4.6. In vitro antimycobacterial evaluation

Clinical isolates of Mycobacterium avium complex CIT19/06, M. kansasii CIT11/06, M. absessus CIT21/06 and strain M. smegmatis MC2155 were grown in Middlebrook broth (MB), supplemented with OADC supplement (Oleic, Albumin, Dextrose, Catalase, Becton Dickinson, U.K.). Identification of these isolates was performed using biochemical and molecular protocols. At log phase growth, the 10 mL culture was centrifuged at 15,000 RPM for 20 minutes using a bench top centrifuge (Model CR 4-12 Jouan Inc. U.K). Following the removal of the supernatant, the pellet was washed in fresh Middlebrook 7H9GC broth and re-suspended in 10 mL of fresh supplemented MB. The turbidity was adjusted to match McFarland standard No. 1 (3 × 108 CFU) with MB broth. A further 1:20 dilution of the culture was then performed in MB broth.

The antimicrobial susceptibility of all four mycobacteria was investigated in 96 well plate format.

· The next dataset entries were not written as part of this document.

PR #520, opened 2020-12-30
Unset 2to3 flag from setup file

rahulporuri:
Now that we don't have any Python 2 code, we can simply remove the `use_2to3` boolean flag in setup. Note that we werent using 2to3 in the recent release anyway.


jwiggins (approved):
LGTM

PR #522, opened 2020-12-30
Dont document null submodule in api docs

rahulporuri:
This PR adds `enable.null` submodule to the list of submodules that are ignored when generating the api documentation. FTR, the other modules ignored are `enable/qt4`, `enable/wx` and `*/tests`.

### DIFF
--- a/ci/edmtool.py
+++ b/ci/edmtool.py
@@ -251,6 +251,7 @@ def docs(runtime, toolkit, environment):
         "enthought_sphinx_theme",
     ])
     ignore = " ".join([
+        "enable/null",
         "enable/qt4",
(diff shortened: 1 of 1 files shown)


ci/edmtool.py
```diff
@@ -251,6 +251,7 @@ def docs(runtime, toolkit, environment):
         "enthought_sphinx_theme",
     ])
     ignore = " ".join([
+        "enable/null",
```
jwiggins, line 254: I would add `enable/pyglet_backend` and `enable/vtk_backend` as well.

jwiggins (approved):

PR #524, opened 2020-12-30
Remove bad copyright headers

rahulporuri:
This PR removes bad copyright headers from the `enable` and `kiva` packages. There are a number of variants of copyright headers in `enable` and `kiva` which aren't right.

The right format for the headers is - 

```
# (C) Copyright 2005-2021 Enthought, Inc., Austin, TX
# All rights reserved.
#
# This software is provided without warranty under the terms of the BSD
# license included in LICENSE.txt and may be redistributed only under
# the conditions described in the aforementioned license. The license
# is also available online at http://www.enthought.com/licenses/BSD.txt
#
# Thanks for using Enthought open source!
```

Note that I haven't looked at the tests. Note also that there are a few modules which have copyright headers which refer to Greenbank Computing Inc or the Space Telescope Science Institute. In those cases, I didn't remove the copyright header.

This PR is in preparation for the automated addition of copyright headers to all of the modules in `enable` and `kiva`.


rahulporuri:
> @rahulporuri Could you elaborate on why these copyright headers are "bad"? Are they acknowledging the wrong parties? They contain the wrong years? Or they are bad because they don't conform to the copyright header format we now have?

Most of the above - in some cases it was wrong year ranges, in other cases it was the wrong format.

> Therefore I'd be more in favour of replacing the copyright headers with better ones in a single PR than removing these acknowledgment in one PR and then adding different ones later at an unknown time.

Makes sense. I'll work on updating the headers in this PR itself instead of opening a separate PR.

kitchoi:
Thank you!

PR #527, opened 2020-12-31
Ignore more toolkit-specific modules in apidocs

rahulporuri:
This PR updates the `docs` click command to ignore more modules when generating the api documentation - specifically the toolkit-specific modules 

- `"enable/savage/trait_defs/ui/qt4"`
- `"enable/savage/trait_defs/ui/wx"`
- `"enable/trait_defs/ui/qt4"`
- `"enable/trait_defs/ui/wx"`

Note that we are including the following modules in the api docs even though they feel like they are implementation details - https://github.com/enthought/enable/tree/master/enable/savage/svg/backends


kitchoi:
In the long run I think we want to be able to generate API documentation for toolkit specific module. At the moment we aren't before the documentation config has not set up the mocking required when the toolkit backends are absent during documentation build. 

These skips are therefore really meaning to silent warnings due to the ImportError, is that right?

kitchoi (approved):
LGTM; on the basis that enable has already been skipping documentation for toolkit specific components.

I am wondering if `kiva/trait_defs/ui/wx` needs to receive the same treatment, feel free to add this entry here post-approval.

Not entirely sure why toolkit-specific modules are skipped; but the fact that `null` is also skipped suggests to me that they are deemed implementation details to be hidden.

jwiggins:
> they are deemed implementation details to be hidden.

For the most part, yes. The only useful information about toolkits that a user of enable needs is their name [for toolkit selection]. Everything else should be abstracted away by the `Window` and `GraphicsContext` interfaces.

rahulporuri:
> These skips are therefore really meaning to silent warnings due to the ImportError, is that right?

No, it's because they are implementation detail to be hidden, like you mentioned in a later comment.

> I am wondering if kiva/trait_defs/ui/wx needs to receive the same treatment.

I left this as is because there is no interface for `KivaFontEditor` and there is not qt implementation. So, in this case, the implementation is the only way we can access/understand the relevant interface.

PR #475, opened 2020-12-07
Use unittest as test runner instead of nose

aaronayres35:
fixes #426 

This PR simply updates edmtool to run using unittest instead of nose, and changes test file names to ensure they get discovered.

PR #528, opened 2020-12-31
Rename test module so it gets discovered by unittest

rahulporuri:
This PR renames a test module so that it gets discovered by unittest. This change was missed when we switched from using nose to unittest as the test runner - #475 

On master, there are 295 tests run on a windows machine with 32 tests skipped. On this branch, there are 312 tests run with 32 tests skipped. Note that the tests were run in an environment with pyqt5 i.e.

```
python ci\edmtool.py install --toolkit pyqt5
python ci\edmtool.py test --toolkit pyqt5
```


jwiggins (approved):
Sure

PR #530, opened 2020-12-31
Fix flake8 F401 and F403 errors (import-related)

rahulporuri:
This PR fixes a number of flake8 import-related errors e.g. F401 i.e. unused imports and F403 i.e. * imports.

Note that this PR does not fix all of the F401 violations in the codebase - I chose to ignore a number of violations coming from api modules or init files. Those will be added to the list of files ignored when we have flake8 properly setup for enable.

Additionally, there were a number of imports which cause F401 errors that we might not be able to remove - to maintain backwards compatibility.

### DIFF
--- a/kiva/basecore2d.py
+++ b/kiva/basecore2d.py
@@ -43,7 +43,7 @@ from .constants import (POINT, LINE, LINES, RECT, NO_DASH, CLOSE,
                         SCALE_CTM, TRANSLATE_CTM, ROTATE_CTM, CONCAT_CTM,
                         LOAD_CTM)
 from .abstract_graphics_context import AbstractGraphicsContext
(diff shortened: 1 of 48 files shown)


kiva/basecore2d.py
```diff
@@ -43,7 +43,7 @@
                         SCALE_CTM, TRANSLATE_CTM, ROTATE_CTM, CONCAT_CTM,
                         LOAD_CTM)
 from .abstract_graphics_context import AbstractGraphicsContext
-from .line_state import LineState, line_state_equal
+from .line_state import LineState
```
jwiggins, line 46: This is causing the tests to break

jwiggins (commented):
Some of these changes may be risky because of transitive imports

PR #488, opened 2020-12-14
Remove import side effect of creating font cache in font_manager

kitchoi:
Closes #362

This PR removes the import side effect of building font cache in the `font_manager` module. The action of loading fonts and building the cache is deferred until the global font manager singleton is requested.  All code external to `font_manager` should use the `default_font_manager` callable to access this font manager singleton.

Benefits of this change:
- Make it harder to resurrect the import side-effect in other modules that depend on font_manager (it is too easy to introduce an import and not noticing that brings about additional side effects.)
- Make it easier to test `font_manager` without the import side effect. (The global singleton still makes testing harder.)

It might be easier to review this PR by commits. As an overview:
- Add the `default_font_manager` function and add tests for modules (outside of `font_manager` that uses the `fontManager` singleton
- Refactor code to make removing the import side effects easier
- Remove the import side effect
- Rewrite tests after the import side effect is gone: Its absence makes testing easier

Note:
If downstream code has only ever access the FontManager via `kiva.font.Font.findfont`, then this PR does not change the  behaviour perceived externally because #368 already defers the import side effect to where `kiva.font.Font.findfont` is called.

PR #531, opened 2021-01-04
Fix Font.findfontname AttributeError when the default font manager has not been initialized

kitchoi:
This PR fixes an AttributeError observed in #392. The error is caused by #488 where the import side effect of creating a module level global font manager cache is removed. There still exists usage of the global font manager assuming it had been created.

The first commit adds a test that would fail. The commit f665e53283aefeebc4299d5503933ed450e5c187 fixes the issue (it is by @jwiggins, cherry-picked from #392).

~Marking as draft to get CI run on the first commit in order to verify the test does fail (though I verified locally, I don't trust my setup when the subject is a module level cache), and then I will push the commit that fixes it.~ (Edited: Done)

### DIFF
--- a/kiva/fonttools/font_manager.py
+++ b/kiva/fonttools/font_manager.py
@@ -852,11 +852,11 @@ class FontProperties(object):
         Return the name of the font that best matches the font
         properties.
         """
-        filename = str(fontManager.findfont(self))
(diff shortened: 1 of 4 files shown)


jwiggins (approved):
LGTM

PR #532, opened 2021-01-06
Remove python version checks from c/c++ files

aaronayres35:
Should have been part of #415 

This PR removes all `PY_MAJOR_VERSION` and `PY_VERSION_HEX` checks from c/c++ files as we currently only support python 3.6+


aaronayres35:
I just realized that `_cython_speedups.cpp` is a generated file.  Alas, the changes in the PR may be mostly (entirely?) useless... 😞 
I can simply close the PR if these changes are unnecessary.

aaronayres35:
CI is failing and it is not worth time to investigate where I made a mistake given that these changes seem to be unnecessary.
I'm going to close this

PR #534, opened 2021-01-08
Move to a single setup.py file

### LINKED ISSUE #440: Clean up Enable/Kiva setup.py
Kiva in particular has a highly idiosyncratic usage of `setup.py` with nested `setup.py` files in sub modules, as well as custom distutils commands.

We should clean this up so that there is either a single `setup.py` (preferred), or one for Kiva and one for Enable.

In particular, we need to get rid of these subsidiary setup.py files:

https://github.com/enthought/enable/blob/master/kiva/setup.py
https://github.com/enthought/enable/blob/master/kiva/quartz/setup.py
https://github.com/enthought/enable/blob/master/kiva/agg/setup.py

jwiggins:
Closes #440

This brings all the extension building into the single top-level setup.py script. I'm kinda curious if this will pass CI, since I've only tested it on macOS.

Some changes:
* No more support for 32-bit OSX systems. That ship has sailed.
* No more `ALWAYS_32BIT_WORKAROUND` for 64-bit machines with g++ < 4.0
* The `macport` extension, used for Wx 2.6 support, is not longer built.
* The `--compiler=STR` option for `setup.py develop` has been removed.
* The custom `clean` and `build_py` commands are gone, as is the explicit use of numpy distutils.

NOTE: The `sdist` looks like it might be broken.
NOTE: This conflicts pretty massively with #392


jwiggins:
GitHub is being a jerk. Closing and reopening.

PR #808, opened 2021-04-28
Add pyproject.toml to specify cython and numpy as build deps

aaronayres35:
1st part of #769 
This PR simply includes a `pyproject.toml` file specifying `cython` and `numpy` as build dependencies.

Here, sterile deionised water (150 µL) was added to all outer-perimeter wells of the plates to minimize evaporation of the medium in the test wells during incubation. Each dilution (150 µL) was incubated with each of the mycobacterial species (150 µL). Dilutions of each compound were prepared in duplicate. For all synthesized compounds, final concentrations ranged from 300 µg/mL to 10 µg/mL. All compounds were prepared in DMSO and subsequent dilutions were made in supplemented Middlebrook broth. The plates were sealed with parafilm and were incubated at 37 °C overnight in the case of M. smegmatis and M. absessus and for five days in the case of M. kansasii and M. avium complex. Following incubation, a 10% addition of alamarBlue (AbD Serotec) was mixed into each well and readings at 570 nm and 600 nm were taken, initially for background subtraction and subsequently after 24 hour re-incubation. The background subtraction is necessary with strongly coloured compounds which may interfere with the interpretation of any colour change. In non-interfering compounds, a blue colour in the well was interpreted as an absence of growth, and a pink colour was scored as growth. The MIC was initially defined as the lowest concentration which prevented a visual colour change from blue to pink. The results are shown in Table 2.

4.7. In vitro antifungal susceptibility testing

The broth microdilution test [69,70] was used for the assessment of in vitro antifungal activity of the synthesized compounds against Candida albicans ATCC 44859 (CA), Candida tropicalis 156 (CT), Candida krusei ATCC 6258 (CK), Candida glabrata 20/I (CG), Trichosporon asahii 1188 (TA), Aspergillus fumigatus 231 (AF), Absidia corymbifera 272 (AC), and Trichophyton mentagrophytes 445 (TM). Fluconazole (FLU) was used as the standard of a clinically used antimycotic drug. The procedure was performed with twofold dilution of the compounds in RPMI 1640 (Sevapharma a.s., Prague, Czech Republic) buffered to pH 7.0 with 0.165 mol of 3-morpholino-propane-1-sulfonic acid (MOPS, Sigma, Germany). The final concentrations of the compounds ranged from 500 to 0.975 μmol/L. Drug–free controls were included. The MIC was defined as an 80% or greater (IC80) reduction of growth in comparison with the control. The values of MICs were determined after 24 and 48 h of static incubation at 35 °C. For T. mentagrophytes, the final MICs were determined after 72 and 120 h of incubation. The results are summarized in Table 3.